A funny thing happened on the way to the specialty hospital. Turns out, most of the ones being built are owned or co-owned by not-for-profit hospitals or healthcare systems.
The last time I wrote an editorial about the boom in specialty inpatient facilities (July 22, p. 18), this magazine received a large number of calls and letters extremely critical of my position. I wrote then that the growth of specialty hospitals ultimately would be good for patients, who would have greater choice of facilities from which they could receive care, and good for healthcare costs, which would be controlled through the competition between specialty and full-service hospitals.
I will concede one point that was made by many readers: that a hospital whose physicians open a competing specialty hospital that might steal patients should be able to toss those physicians off its medical staff without legal repercussions. The doctors can't have it both ways. They can't cry foul over economic credentialing on one hand while eagerly becoming co-owners of a medical business venture on the other, a situation that's the embodiment of economic credentialing by equating staff privileges with ownership.
But what struck me was the fervor of the position of the not-for-profit healthcare executives. The enemy is greedy doctors, they said. The victims were benevolent not-for-profit hospitals left holding poorer, sicker and less insured patients while wealthy, healthier and highly insured patients flooded the specialty hospitals. And where there's angry rhetoric, there's often a story behind the story. As reporter Patrick Reilly reveals in this week's special report, many of the specialty hospitals being built across the country are being built by not-for-profit systems through for-profit joint ventures with physicians (See story, p. 26). Basically, the not-for-profits are scrambling to build specialty hospitals before their competitors beat them to the punch.
"You are not going to give up your profitability to somebody else," William Corley, president and chief executive officer of Community Health Network in Indianapolis, says in Reilly's piece. Corley's operation is building a heart hospital through a joint venture with physicians.
Many other not-for-profits are doing it themselves without physician investors to bankroll their diversification into the specialty hospital business. In last week's issue, reporter Laura B. Benko reported on nine heart hospitals that have been built or are being built in Minnesota and the surrounding region alone-all by not-for-profit systems (Sept. 23, p. 6). Just weeks ago, the University of Michigan Health System in Ann Arbor announced plans to build a $168 million heart hospital.

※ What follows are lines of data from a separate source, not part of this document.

PR #5841, opened 2023-11-03
feat(kit): highlight improvements

### LINKED ISSUE #5838: 🚀 - Добавить поддержку searchWords, regex и сaseSensitive в TuiHighlight
### Description

Для TuiHighlight просьба добавить  поддержку:
- Нескольких слов одновременно
- Поиск по регулярным выражениям
- Флаг CaseSensitive

MillerSvt:
## PR Type

- [ ] Bugfix
- [x] Feature
- [ ] Refactoring
- [ ] Tests related changes

1. Not support for multiple occurrences
2. Not support for multiple highlights
3. Not support for case-sensitive mode
4. Not support for regexp

Closes #5838 

## What is the new behaviour?

1. Adding support for multiple occurrences
2. Adding support for multiple highlights
3. Adding support for case-sensitive mode
4. Adding support for regexp


splincode:
What about if `search` will be `string[]`?

projects/kit/directives/highlight/highlight.component.ts
```diff
@@ -0,0 +1,21 @@
...
+
+    @HostBinding('style.top.px')
+    top = NaN;
+
+    @HostBinding('style.width.px')
+    width = NaN;
+
+    @HostBinding('style.height.px')
+    height = NaN;
+}
```
splincode, line 21: Can we use native `mark` (https://developer.mozilla.org/en-US/docs/Web/HTML/Element/mark) instead of angular component?

MillerSvt:
> What about if `search` will be `string[]`?

This will work the same way as with regular expressions. Or do you mean that I didn't add a demo?

splincode:
Yes, you didn't add a demo

projects/kit/directives/highlight/highlight.component.ts
MillerSvt: This is interesting, but using mark implies modifying an existing DOM tree, which can lead to unexpected consequences. Mark is good for static text selection, but not for dynamic. In my opinion.

splincode: okey

MillerSvt:
> Yes, you didn't add a demo

added

projects/kit/directives/highlight/highlight.directive.ts
```diff
@@ -12,90 +43,162 @@ import {Observable} from 'rxjs';
...
     );
 
+    private readonly clearHighlights$ = new Subject<void>();
+
+    private readonly addHighlight$ = new Subject<Observable<never>>();
+
+    private readonly cf: ComponentFactory<TuiHighlightComponent>;
+
+    @Input()
+    tuiHighlight: TuiArrayOrValue<RegExp | string> = '';
```
splincode, line 59:
```
 @Input(`tuiHighlight`)
  values: TuiArrayOrValue<RegExp | string> = '';
```

projects/kit/directives/highlight/highlight.directive.ts
```diff
@@ -1,7 +1,38 @@
...
+type TuiArrayOrValue<T> = T | readonly T[];
+
+interface TuiHighlightOccurrence {
+    index: number;
+    length: number;
+}
+
+function tuiToArray<T>(value: T | readonly T[]): readonly T[] {
+    return Array.isArray(value) ? value : [value];
+}
```
splincode, line 35: you can move it to `@taiga-ui/cdk/utils`

projects/kit/directives/highlight/highlight.directive.ts
```diff
@@ -1,7 +1,38 @@
...
+    tuiIsNumber,
+    tuiIsString,
+    TuiResizeService,
+} from '@taiga-ui/cdk';
+import {Observable, Subject} from 'rxjs';
+import {mergeAll, switchMap, takeUntil} from 'rxjs/operators';
+
+import {TuiHighlightComponent} from './highlight.component';
+
+type TuiArrayOrValue<T> = T | readonly T[];
```
splincode, line 26: you can move it to `@taiga-ui/cdk/types`

projects/kit/directives/highlight/test/highlight.directive.spec.ts
```diff
@@ -3,7 +3,7 @@ import {TestBed} from '@angular/core/testing';
 import {TuiHighlightModule} from '@taiga-ui/kit';
 import {configureTestSuite} from '@taiga-ui/testing';
 
-describe(`TuiHighlight directive`, () => {
+describe(`TuiHighlight directive in single occurrence mode`, () => {
```
splincode, line 6: Please, use one top level describe

ref: https://github.com/taiga-family/taiga-ui/pull/5843

splincode (approved):

projects/kit/directives/highlight/highlight.directive.ts
```diff
@@ -12,90 +39,162 @@ import {Observable} from 'rxjs';
...
+                        length: itemValue.length,
+                    };
+                }
+            } else {
+                for (const match of source.matchAll(item)) {
+                    if (tuiIsNumber(match.index) && match.length) {
+                        yield {
+                            index: match.index,
+                            length: match[0].length,
+                        };
```
splincode, line 173: What are the benefits of using generators?

projects/kit/directives/highlight/highlight.directive.ts
```diff
@@ -12,90 +39,162 @@ import {Observable} from 'rxjs';
...
+                    }
+                }
+            }
+        }
     }
 
-    private setUpHighlight(): HTMLElement {
-        const highlight = this.renderer.createElement('div');
-        const {style} = highlight;
+    private *getRanges(): Generator<Range> {
```
splincode, line 180: What are the benefits of using generators?

projects/kit/directives/highlight/highlight.directive.ts
MillerSvt: 1. We can control how many occurrences we want to calculate. In `match` getter, for example, we need only one occurrence for say "yes". In second, if we pass tuiHighlightMultiOccurrences: false, then also we need to calculate only one occurrence.
2. In generators we can split iteration into smaller parts of logic for cleaner code, without iterate same array several times. We can execute all calculations on the fly.

splincode:
@waterplea @nsbarsukov let's wait for our jedi to review

projects/kit/directives/highlight/highlight.directive.ts
```diff
@@ -12,90 +39,162 @@ import {Observable} from 'rxjs';
...
+            .subscribe();
+
+        this.cf = cfr.resolveComponentFactory(TuiHighlightComponent);
     }
 
     get match(): boolean {
-        return this.indexOf(this.el.nativeElement.textContent) !== -1;
+        const [occurrence] = this.getOccurrences(this.el.nativeElement.textContent);
+
+        return Boolean(occurrence);
```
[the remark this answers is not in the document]
MillerSvt: No, it's not possible. Method 'getOccurrences' returns a Generator, not an Array.

MillerSvt:
I found some problems here:
1. We can't highlight multiline occurrences correctly in this solution.
2. We may get performance degradation when resize with large DOM tree.

I'll think about what we can do with it.

MillerSvt:
> I found some problems here

fixed, ready to review

projects/cdk/utils/miscellaneous/to-array.ts
```diff
@@ -0,0 +1,5 @@
+import type {TuiArrayOrValue} from '@taiga-ui/cdk/types';
+
+export function tuiToArray<T>(value: TuiArrayOrValue<T>): readonly T[] {
```
splincode, line 3: use `coerceArray` from angular/cdk

splincode:
@waterplea Could we close it? I'm not sure it makes sense to keep an open PR for three years

waterplea:
I guess so, sorry for wasting your time :(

That's one of the characteristics of competition. Everyone with a strong competitive position loves competition because they'll likely win. Those with a weak competitive position cry foul and run for the protection of regulation because they may lose. That's what the specialty hospital debate is all about. It's not always doctor vs. hospital or for-profit vs. not-for-profit. In many healthcare markets it's the not-for-profit hospital "haves" against the not-for-profit hospital "have-nots."
Regulating specialty hospitals is a sexy cause that will attract a handful of publicity-seeking lawmakers because of the easily identifiable good guys (the not-for-profit hospitals) and bad guys (those greedy docs). But the reality of the situation will make it difficult for federal and state lawmakers to pass such laws, as some not-for-profit hospitals are advocating. State and national hospital lobbies will be immobilized by the split in their not-for-profit membership. Protectionist legislation to one not-for-profit healthcare system is a deal-killer to another. And in this down economy, what lawmaker is going to stand in the way of job-producing construction projects?